What screen you use matters too, but again, with a difference of only 300 lumens, I can't imagine the difference being of any consequence.

I actually use a wall for my projector (cheaper). White walls work perfect for me. I'm actually projecting on a tan-ish brown colored wall right now with a 3000 lumen lamp and the pic quality is good enough for me. (Still wish I owned the house so I could paint the walls!)

I'm afraid I can't give any advice on 3D, since I haven't gone that path yet, but when it comes to lumens ... 
basically over 1280x800 at 3000 lumens I have to look for problems since they don't jump out at me. You just gotta decide what margin of error you are willing to accept.

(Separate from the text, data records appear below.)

PR #2223, opened 2026-08-12
fix: reject nonstandard manifest JSON constants

jiangmuran:
## Summary

- reject `NaN`, `Infinity`, and `-Infinity` while decoding manifests
- keep strict audit output machine-readable and include the offending token in its error
- preserve support for standard scalar and structured extension data

## Reproduction

Python JSON decoding accepts nonstandard numeric constants by default. A valid `0.2.0` manifest with `validation_claim.extensions.x-test.data: NaN` therefore completed `validate_manifest_schema.py --strict --json` with exit code 0 and reported `valid: 1`, even though the file is not portable JSON. `Infinity` and `-Infinity` behaved identically.

## Root cause

The audit used the default `json.loads()` constant parser. The extension `data` schema intentionally accepts any JSON value, so schema validation had no reason to reject Python's non-finite float result.

## Validation

- `python3 -m unittest tests.test_manifest_schema_json tests.test_manifest_schema` (17 passed)
- `python3 -m py_compile scripts/validate_manifest_schema.py tests/test_manifest_schema_json.py`
- `git diff --check`

### DIFF
--- a/scripts/validate_manifest_schema.py
+++ b/scripts/validate_manifest_schema.py
@@ -15,6 +15,10 @@ from pathlib import Path
 from manifest_schema import legacy_role_findings, manifest_paths, schema_errors
 
 
+def reject_nonstandard_constant(value: str) -> None:
+    raise ValueError(f"invalid JSON constant: {value}")
+
+
 def main() -> int:
     parser = argparse.ArgumentParser()
     parser.add_argument("--repo-root", default=".")
@@ -34,8 +38,11 @@ def main() -> int:
     for path in paths:
         manifest = None
         try:
-            manifest = json.loads(path.read_text(encoding="utf-8"))
-        except (OSError, UnicodeDecodeError, json.JSONDecodeError) as exc:
+            manifest = json.loads(
+                path.read_text(encoding="utf-8"),
+                parse_constant=reject_nonstandard_constant,
+            )
+        except (OSError, UnicodeDecodeError, json.JSONDecodeError, ValueError) as exc:
             errors = [f"unable to read manifest: {exc}"]
         else:
             if not isinstance(manifest, dict):
--- a/tests/test_manifest_schema_json.py
+++ b/tests/test_manifest_schema_json.py
@@ -1,0 +1,91 @@
+import json
+import subprocess
+import sys
+import tempfile
+import unittest
+from pathlib import Path
+
+
+ROOT = Path(__file__).resolve().parents[1]
+SCRIPT = ROOT / "scripts" / "validate_manifest_schema.py"
+
+
+def manifest(extension_data: object) -> dict:
+    return {
+        "schema_version": "0.2.0",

EDIT: Almost forgot, I saw one has 2 HDMI's and one has only 1. Obviously your intended setup and need for cables should be a factor!


----------



## Starmaster (Jun 3, 2012)

Thanks for replying..both PJ's have 2 HDMI ports and are the full 1080p, but only bigger bit of difference is in the contrast ratio as the HD25-LV has 20,000:1 ratio and the EH300 has 15,000:1 ratio and how much difference would there actually be between the two, the EH300 has the ultra dynamic black which i am not sure the HD25-LV has that, i believe it has ultra black and unless they are the same and worded differently..thanks again for replying and your input as it is greatly appreciated, i am leaning towards the EH300 as it is a little brighter for the 3D part, but will check on a few more things between the two before the final decision. :T


----------



## Starmaster (Jun 3, 2012)

Sorry for the double post, i purchased a PJ yesterday which i ended up buying the Optoma HD25-LV (20,000:1 contrast ratio) as i was leaning towards the Optoma EH300 (15,000:1 contrast ratio), which has less contrast ratio..but i came across the HD25-LV brand new for $849.00 US which is a great deal as they want more for refurbished ones..so i could not pass this deal up as the seller only had 1 for sale. I cannot wait till i can test this PJ as reviews has said so great things about this PJ, but with all PJ's there can be some downfalls, but from what i have heard it is quite a PJ for the price. :bigsmile:


----------



## cobr (Oct 31, 2013)

You've got a really good deal on the Optoma HD25 LV. I bought my one for $1080 before tax on Amazon last week. It projects to a 110 inch Da-Lite fixed frame screen. I'm not really happy with this projector. It requires a dark room to really shine though it's been advertised for living room. Let's me know how you see it. Thanks,


----------



## Starmaster (Jun 3, 2012)

cobr said:


> You've got a really good deal on the Optoma HD25 LV. I bought my one for $1080 before tax on Amazon last week. It projects to a 110 inch Da-Lite fixed frame screen. I'm not really happy with this projector. It requires a dark room to really shine though it's been advertised for living room. Let's me know how you see it. Thanks,


Okay i will let you know how it is as i have a 120" maxstar high contrast gray fixed frame screen with a 1.3 gain as it works not bad in light now with the PJ i have now..but i wanted a native 1080p PJ as the benq i have now is pretty good but it is only 720p natively and i had to buy the extra stuff to get 3D to work like the convertor box and glasses, at least the Optoma HD25-LV has that all built in and i already have the 3D glasses and hopefully it will work out good. You didn't try the 3D yet yourself have you.?


----------



## cobr (Oct 31, 2013)

I'm glad that it works for you. My screen is white. Maybe i should try it on a grey screen. No I haven't watched any 3D on it yet. My player can't play 3D at the moment so I'm waiting for my Xmas present from the missus!


----------



## Starmaster (Jun 3, 2012)

cobr said:


> I'm glad that it works for you. My screen is white. Maybe i should try it on a grey screen. No I haven't watched any 3D on it yet. My player can't play 3D at the moment so I'm waiting for my Xmas present from the missus!


I haven't got my Optoma HD25-LV yet but i meant my benq PJ i am still using now works pretty gpood with this screen..but i will let you know how the Optoma PJ is when i get it and have it set up, and i will let you know how the 3D works also. :T


----------